═════ The data ═════

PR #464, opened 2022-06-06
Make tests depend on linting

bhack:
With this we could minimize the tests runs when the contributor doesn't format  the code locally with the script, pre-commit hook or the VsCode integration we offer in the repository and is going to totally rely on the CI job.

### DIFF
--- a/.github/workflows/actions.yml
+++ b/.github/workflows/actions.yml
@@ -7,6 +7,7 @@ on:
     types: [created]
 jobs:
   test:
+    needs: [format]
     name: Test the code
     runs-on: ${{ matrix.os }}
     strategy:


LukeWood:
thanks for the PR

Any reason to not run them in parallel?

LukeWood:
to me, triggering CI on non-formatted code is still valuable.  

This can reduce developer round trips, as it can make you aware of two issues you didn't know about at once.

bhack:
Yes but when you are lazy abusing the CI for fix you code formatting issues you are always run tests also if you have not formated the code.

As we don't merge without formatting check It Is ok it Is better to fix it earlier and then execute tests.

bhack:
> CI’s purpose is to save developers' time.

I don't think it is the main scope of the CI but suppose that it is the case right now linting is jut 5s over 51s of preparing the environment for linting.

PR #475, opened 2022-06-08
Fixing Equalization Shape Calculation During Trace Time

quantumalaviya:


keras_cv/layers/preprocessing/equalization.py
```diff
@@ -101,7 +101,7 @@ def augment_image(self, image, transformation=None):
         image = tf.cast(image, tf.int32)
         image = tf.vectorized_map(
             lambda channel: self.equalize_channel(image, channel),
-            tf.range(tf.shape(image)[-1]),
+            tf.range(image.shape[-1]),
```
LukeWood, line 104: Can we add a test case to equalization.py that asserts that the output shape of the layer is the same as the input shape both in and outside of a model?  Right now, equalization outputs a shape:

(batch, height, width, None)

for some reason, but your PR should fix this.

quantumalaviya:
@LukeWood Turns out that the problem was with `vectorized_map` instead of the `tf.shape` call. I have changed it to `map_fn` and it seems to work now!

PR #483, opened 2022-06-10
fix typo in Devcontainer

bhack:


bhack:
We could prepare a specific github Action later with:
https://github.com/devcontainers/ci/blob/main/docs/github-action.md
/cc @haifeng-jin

═════
═════ The data ═════

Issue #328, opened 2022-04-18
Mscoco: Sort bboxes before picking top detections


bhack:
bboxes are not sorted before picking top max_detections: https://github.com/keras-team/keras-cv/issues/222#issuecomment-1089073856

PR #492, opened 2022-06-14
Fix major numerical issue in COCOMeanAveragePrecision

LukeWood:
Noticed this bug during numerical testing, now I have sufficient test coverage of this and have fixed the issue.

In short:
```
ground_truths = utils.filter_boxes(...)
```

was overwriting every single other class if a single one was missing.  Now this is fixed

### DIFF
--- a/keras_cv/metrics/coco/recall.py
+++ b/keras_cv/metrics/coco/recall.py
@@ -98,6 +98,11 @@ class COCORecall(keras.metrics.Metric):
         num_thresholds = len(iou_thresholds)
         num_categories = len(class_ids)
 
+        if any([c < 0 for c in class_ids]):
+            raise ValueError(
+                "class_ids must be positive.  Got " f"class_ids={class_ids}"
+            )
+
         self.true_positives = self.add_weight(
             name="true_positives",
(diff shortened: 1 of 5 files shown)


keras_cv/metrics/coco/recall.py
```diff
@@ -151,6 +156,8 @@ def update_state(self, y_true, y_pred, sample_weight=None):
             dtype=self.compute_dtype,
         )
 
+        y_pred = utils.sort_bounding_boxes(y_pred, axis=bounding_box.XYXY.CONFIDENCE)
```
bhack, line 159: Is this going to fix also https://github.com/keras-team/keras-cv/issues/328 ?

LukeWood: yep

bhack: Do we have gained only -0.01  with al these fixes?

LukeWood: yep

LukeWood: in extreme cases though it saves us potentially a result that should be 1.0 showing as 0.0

═════

Return all lines of the data in which the string "when" appears.

With this we could minimize the tests runs when the contributor doesn't format  the code locally with the script, pre-commit hook or the VsCode integration we offer in the repository and is going to totally rely on the CI job.
Yes but when you are lazy abusing the CI for fix you code formatting issues you are always run tests also if you have not formated the code.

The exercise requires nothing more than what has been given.